More than four decades after many African countries attained political freedom, there is still a continuing struggle in Africa between advocates of a free and independent press and political leaders who want to govern for ever. African political leaders want to govern with minimum dissent. We saw this in Togo during the 38-year reign of Gnassingbe Eyadema, in Kenya during the 24-year rule of Daniel Arap Moi, in Zambia during the 27-year reign of Kenneth Kaunda, in Zaire during the long and almost interminable 32-year reign of Mobutu Sese Seko, in Uganda during Idi Amins short but eventful authoritarian rule (1971-1979), and currently in Zimbabwe under the tight grip of life-president Robert Mugabe, to highlight a few of Africas dictators.
For African journalists to perform the noble and thankless job assigned to them by society, they would have to operate in an environment in which they are free to tell the truth, to report daily events without hindrance, political intimidation, harassment and threats to their lives. These are just some of the constraints that confront African journalists in the 21st century.
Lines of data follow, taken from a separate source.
PR #1314, opened 2026-06-13
fix(lint): clear 4 pre-commit violations blocking main

mvillmow:
## Summary

`main` was RED — the `lint` job failed on every push due to four pre-commit violations present on `main`. This PR clears all four so `main` goes green again.

| # | Hook | Fix |
|---|------|-----|
| 1 | ruff-format | reformat `tests/unit/scripts_lib/test_check_python_version_consistency.py` |
| 2 | ruff-check E501 | extract `merge_settings` var in `tests/integration/test_choose_merge_flag_sh.py:60` |
| 3 | ruff-check E501 | split docstring in `tests/unit/automation/test_planner_loop.py:681` |
| 4 | mypy unused-ignore | parameterise `CompletedProcess[str]`, drop stale `# type: ignore[type-arg]` in `test_choose_merge_flag_sh.py:30` |

The emitted shell heredoc text is byte-identical (only the Python-side string assembly changed).

## Root cause

- **A** — PR #1294 raised the ruff floor `0.1.x → 0.15`; violations #2/#4 merged earlier (#1275, #1279) under the old ruleset and now fail retroactively.
- **B** — `lint` is **not** a required status check (only the two `test` contexts are), so violation #1 (#1308) merged with red lint.

This PR fixes the symptom. The structural prevention (aggregator gate making lint blocking + branch-protection-as-code) is a separate PR.

## Verification

```
ruff format --check tests/   → 213 files already formatted
ruff check hephaestus/ scripts/ tests/ → All checks passed!
mypy → Success: no issues found in 389 source files
pre-commit run --all-files → all hooks Passed
pytest (3 affected files) → 105 passed
```

Closes #1313

Issue #1313, opened 2026-06-13
fix(lint): main is red — 4 pre-commit violations block all pushes


mvillmow:
## Problem

`main` is currently RED. The `lint` job in the `Required Checks` workflow fails on every push because four pre-commit violations are present on `main` (reproduced locally on the pinned toolchain, ruff 0.15.12):

| # | Hook | File:line | Issue |
|---|------|-----------|-------|
| 1 | ruff-format | `tests/unit/scripts_lib/test_check_python_version_consistency.py:319-322` | string-concat collapse (0.15 formatter) |
| 2 | ruff-check `E501` | `tests/integration/test_choose_merge_flag_sh.py:60` | 110 > 100 |
| 3 | ruff-check `E501` | `tests/unit/automation/test_planner_loop.py:681` | 106 > 100 (docstring) |
| 4 | mypy `unused-ignore` | `tests/integration/test_choose_merge_flag_sh.py:30` | stale `# type: ignore[type-arg]` |

## Root cause (summary)

Two reinforcing causes:
- **A** — PR #1294 raised the ruff floor `0.1.x → 0.15`; violations #2/#4 merged earlier (#1275, #1279) under the old ruleset and now fail retroactively.
- **B** — the `lint` job is **not** a required status check (only the two `test` contexts are), so violation #1 (#1308) merged with red lint.

This issue covers the **immediate fix** (all 4 violations). The structural prevention (make lint blocking via an aggregator gate + branch-protection-as-code) is tracked separately.

mvillmow:
# Implementation Plan


Good — mypy confirms the `type: ignore[type-arg]` at line 30 is unused. The fix is simply to remove it. Now I have all information needed.

# Implementation Plan

## Objective

Fix four pre-commit violations that have left `main` red since ruff's floor was raised from 0.1.x → 0.15 in PR #1294. The violations span three test files: a ruff-format string-concat collapse (violation #1), two E501 line-length overruns (violations #2, #3), and a stale `# type: ignore[type-arg]` that mypy now rejects as unused (violation #4). No logic changes — pure formatting and annotation cleanup.

## Approach

Each violation is mechanically fixed in-place; no new abstractions needed:

- **Violation #1 (ruff-format, `test_check_python_version_consistency.py:321-324`)**: `pyproject.write_text(` with two adjacent string literals. ruff 0.15 collapses implicit concatenation. Fix: join into a single string with a `\n` separator.
[...]

Issue #1173, opened 2026-06-12
fix(resilience): main pre-commit fails on unformatted test_circuit_breaker.py


mvillmow:
The Pre-commit CI workflow is failing on `main` (since the merge of #959) because `tests/unit/resilience/test_circuit_breaker.py` is not ruff-formatted.

## Root cause

PR #959 introduced unformatted code in that file. It merged because the required status checks for `main` are only the unit+integration `test` contexts — `Pre-commit`/`ruff-format` is NOT a required check. The unformatted file therefore landed on main, where the all-files pre-commit gate now fails and contaminates every subsequent PR (e.g. #1061).

This was NOT an admin push; the merges were legitimate auto-merges that simply were not gated on pre-commit.

## Fix

Run `ruff format` on the one offending file (9-line reformat). Follow-up (separate): consider adding `Pre-commit` to the required status checks so this cannot recur.

PR #1317, opened 2026-06-13
harden(ci): make lint blocking via required-checks-gate aggregator + branch-protection-as-code

### LINKED ISSUE #1315: harden(ci): make lint a required check via aggregator gate + branch-protection-as-code
## Problem (root cause of #1313)

main went red because a `lint` failure could reach `main`. Two reinforcing causes:

- **A** — PR #1294 raised the ruff floor `0.1.x → 0.15`, making already-merged code fail retroactively.
- **B** — the `lint` job (and the rest of the `Required Checks` workflow) is **NOT** a required status check. Branch protection's `required_status_checks` lists only:
  - `test (ubuntu-latest, 3.12, unit)`
  - `test (ubuntu-latest, 3.12, integration)`

  So any PR with red lint can merge as long as the two `test` contexts pass. `strict: false` also lets PRs merge against stale `main`.

**Structural enabler:** branch protection is not configured as code, so the gap was invisible.

## Fix

1. Add a single `required-checks-gate` aggregator job to `_required.yml` that `needs:` every gating job (except advisory `auto-merge-policy`) and fails on any non-success/non-skipped result. Uses the `if: always()` + result-check pattern so it does not deadlock on label/auto-merge events where heavy jobs legitimately skip.
2. Make `required-checks-gate` + the two `test` contexts the required status checks, with `strict: true` (applied via `gh api` by an admin — documented in-repo).
3. Add a guard unit test that fails if a new job is added to `_required.yml` without being wired into the gate.
4. Document the required-check contract in `docs/ci/required-checks.md` and cross-link from `docs/DEFINITION_OF_DONE.md`.

This makes "lint failure reaches main" structurally impossible and turns the silent gap into an enforced, documented invariant.

mvillmow:
## Summary

Closes the **root cause** behind #1313: a `lint` failure could reach `main` because branch protection's `required_status_checks` listed only the two `test (...)` contexts — the `lint` job (and the rest of `_required.yml`) was advisory.

This PR makes every gating job actually block merges, via a single aggregator.

### Changes

- **`_required.yml`** — new `required-checks-gate` job. It `needs:` every gating job and reports one aggregated result. Uses `if: always()` + a stdlib-`json` result check so it does **not** deadlock on label/auto-merge PR events where heavy jobs legitimately `skip` (PASS on `success`/`skipped`, FAIL on `failure`/`cancelled`). Advisory `auto-merge-policy` is intentionally excluded.
- **`tests/unit/ci/test_required_checks_gate.py`** — guard test (5 cases) that fails if a job is added to `_required.yml` without being wired into the gate, if the gate gains a dependency it shouldn't have, or if it loses `if: always()`. **Verified it catches an ungated dummy job** (added one locally → test went red → reverted → green).
- **`docs/ci/required-checks.md`** — the required-context contract, why a single aggregator is used (rename/add-safe), the "adding a new gating job" runbook, and the exact `gh api` command to (re-)apply branch protection.
- **`docs/DEFINITION_OF_DONE.md`** — cross-link to the new doc.

### Out-of-band step (admin, after merge)

Branch protection lives on GitHub, not git. After this lands and the gate has reported once, an admin runs (documented in `docs/ci/required-checks.md`):

```bash
gh api -X PUT repos/HomericIntelligence/ProjectHephaestus/branches/main/protection/required_status_checks \
  -f strict=true \
  -f 'checks[][context]=required-checks-gate' \
  -f 'checks[][context]=test (ubuntu-latest, 3.12, unit)' \
  -f 'checks[][context]=test (ubuntu-latest, 3.12, integration)'
```

`strict=true` also closes the "merge against stale `main`" half of the root cause.

### Stacking note

This PR is **stacked on #1314** (base branch `1313-fix-lint-main-red`) so its `tests/` tree is lint-clean. Merge #1314 first; GitHub will retarget this PR to `main` automatically.

Closes #1315

### DIFF
--- a/docs/DEFINITION_OF_DONE.md
+++ b/docs/DEFINITION_OF_DONE.md
@@ -34,6 +34,12 @@ A piece of work is **done** when every item below is true.
 | 21 | Pre-commit hooks pass on the diff | CI job `pre-commit` |
 | 22 | Every review thread is resolved (including bot-authored threads) | Org ruleset `required_review_thread_resolution` |
 
+> **Which of these actually block the merge button?** All of the CI jobs above
+> are aggregated into a single required status check, `required-checks-gate`.
+> See [`docs/ci/required-checks.md`](ci/required-checks.md) for the exact
+> required-context list, why a single aggregator is used, and how to (re-)apply
+> branch protection.
+
 ## For new features
 
 In addition to the universal checklist:
--- a/docs/DEFINITION_OF_DONE.md
+++ b/docs/DEFINITION_OF_DONE.md
@@ -31,7 +31,7 @@ A piece of work is **done** when every item below is true.
 | 18 | Markdownlint passes on all `.md` changes | CI job `markdownlint` |
 | 19 | Shellcheck passes on all shell scripts | CI job `shellcheck` |
 | 20 | Yamllint passes on all YAML changes | CI job `lint` |
-| 21 | Pre-commit hooks pass on the diff | CI job `pre-commit` |
+| 21 | Pre-commit hooks pass on the diff | CI job `lint` (pre-commit suite folded into `lint` per #1173) |
 | 22 | Every review thread is resolved (including bot-authored threads) | Org ruleset `required_review_thread_resolution` |
 
 > **Which of these actually block the merge button?** All of the CI jobs above
--- a/tests/unit/ci/test_required_checks_gate.py
+++ b/tests/unit/ci/test_required_checks_gate.py
@@ -99,3 +99,35 @@ class TestRequiredChecksGate:
             f"{GATE_JOB} must set `if: always()` (got {gate_if!r}) so it does "
             "not skip on label/auto-merge events and deadlock the required check."
         )
+
+    def test_gate_assertion_fires_on_unwired_job(self) -> None:
+        """Negative-path: the invariant check must flag a job absent from needs:.
+
+        Construct a synthetic jobs dict that introduces a new gating job not
+        listed in required-checks-gate.needs and verify the gap is detected.
+        This guards against the invariant check itself silently passing when
+        it should fail — exactly the failure mode that let a red lint job reach
+        main (issue #1315).
+        """
+        # Minimal synthetic workflow jobs: a gate that only needs "job-a",
+        # plus an additional "job-b" that is unwired (not in needs).
+        synthetic_jobs: dict[str, Any] = {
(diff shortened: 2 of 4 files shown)


docs/DEFINITION_OF_DONE.md
```diff
@@ -34,6 +34,12 @@ A piece of work is **done** when every item below is true.
 | 21 | Pre-commit hooks pass on the diff | CI job `pre-commit` |
```
mvillmow: Stale reference: row 21 still cites `CI job pre-commit`, but no `pre-commit` job exists — the pre-commit hook suite was folded into the required `lint` job in #1173 (see `_required.yml:173-179`). This PR edits this exact table (adding the aggregator note directly below row 22), and the implementation plan committed to fixing this row (`pre-commit` → `lint`). Update to: `| 21 | Pre-commit hooks pass on the diff | CI job `lint` (pre-commit suite folded into `lint` per #1173) |`.

tests/unit/ci/test_required_checks_gate.py
```diff
@@ -0,0 +1,101 @@
...
+    """The gate must aggregate every gating job in _required.yml."""
+
+    def test_gate_job_exists(self, jobs: dict[str, Any]) -> None:
+        """_required.yml must define the required-checks-gate job."""
+        assert GATE_JOB in jobs, (
+            f"{GATE_JOB} job missing from _required.yml — it is the single "
+            "branch-protection required check; see docs/ci/required-checks.md"
+        )
+
+    def test_gate_needs_every_non_exempt_job(self, jobs: dict[str, Any]) -> None:
```
mvillmow, line 58: The guard asserts the invariant against the real workflow (good — it fails if a job is left unwired), but there is no test proving the assertion actually *fires* on a gap. The plan specified an extracted `_unwired_jobs(wf, excluded)` helper plus a synthetic-fixture negative test that injects a job absent from `needs:` and asserts it is flagged. Consider adding that negative-path test so a future refactor of the comparison logic can't silently neuter the guard (e.g. feed a fake `jobs` dict with a `dummy-job` not in `needs` and assert it appears in `missing`).

mvillmow (commented):
Correct: lint now structurally gates merges via toJSON(needs) aggregator (injection-safe, improves on plan). Minor: stale DoD row 21 (pre-commit job gone), weaker negative-test than planned. No correctness defects.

Ironically, as the world celebrates the spread of democratic governments in many African countries, African democrats are deliberately chipping off the basic freedoms of their people through policies and laws designed to promote authoritarianism rather than democracy. It is not surprising to observe that, many years after the attainment of political and economic independence, tensions have persisted between African journalists and some new breed African leaders. The basis for disagreement has always been the desire of African leaders to remain in power, to be responsible and accountable to no one but themselves, and to cultivate a press that is free to observe but gagged from reporting what it sees.
This point needs to be underlined: how journalists function and the extent to which they are able to carry out their role in society can be determined from the amount of freedom they enjoy. A press constrained by government laws is not a free press. It is quite simply a lapdog of the government. A press without the basic freedom to operate responsibly in society makes no meaningful contribution to the growth of democracy and, above all, denies the people their right to know. In every society, the news media function through the agency of human beings the journalists. If journalists are restricted from performing their official roles, through vexatious laws passed by parliament and implemented by government, our society would be the loser. This is why the struggle for press freedom in Africa should not be confined to journalists and media owners. The battle for press freedom in Africa must be fought in collaboration with civil society groups, lawyers, student organisations, trade unions, religious leaders, opposition political groups, and indeed all members of society that are served by the press.